*** Opening The data ***

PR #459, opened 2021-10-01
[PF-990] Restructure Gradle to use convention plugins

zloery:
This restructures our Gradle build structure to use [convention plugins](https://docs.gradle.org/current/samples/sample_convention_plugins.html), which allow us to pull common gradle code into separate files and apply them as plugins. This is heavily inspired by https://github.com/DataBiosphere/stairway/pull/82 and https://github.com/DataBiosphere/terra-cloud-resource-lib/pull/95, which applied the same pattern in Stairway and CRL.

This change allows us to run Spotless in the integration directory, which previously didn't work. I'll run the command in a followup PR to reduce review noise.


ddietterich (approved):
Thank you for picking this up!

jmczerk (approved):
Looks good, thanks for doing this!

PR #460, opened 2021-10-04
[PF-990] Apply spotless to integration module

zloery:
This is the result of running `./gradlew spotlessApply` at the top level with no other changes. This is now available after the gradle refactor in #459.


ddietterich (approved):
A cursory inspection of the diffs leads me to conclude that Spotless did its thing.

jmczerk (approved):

*** Closing The data ***

Retype each entry exactly.

PR #459, opened 2021-10-01
[PF-990] Restructure Gradle to use convention plugins

zloery:
This restructures our Gradle build structure to use [convention plugins](https://docs.gradle.org/current/samples/sample_convention_plugins.html), which allow us to pull common gradle code into separate files and apply them as plugins. This is heavily inspired by https://github.com/DataBiosphere/stairway/pull/82 and https://github.com/DataBiosphere/terra-cloud-resource-lib/pull/95, which applied the same pattern in Stairway and CRL.

This change allows us to run Spotless in the integration directory, which previously didn't work. I'll run the command in a followup PR to reduce review noise.


ddietterich (approved):
Thank you for picking this up!

jmczerk (approved):
Looks good, thanks for doing this!

PR #460, opened 2021-10-04
[PF-990] Apply spotless to integration module

zloery:
This is the result of running `./gradlew spotlessApply` at the top level with no other changes. This is now available after the gradle refactor in #459.


ddietterich (approved):
A cursory inspection of the diffs leads me to conclude that Spotless did its thing.

jmczerk (approved):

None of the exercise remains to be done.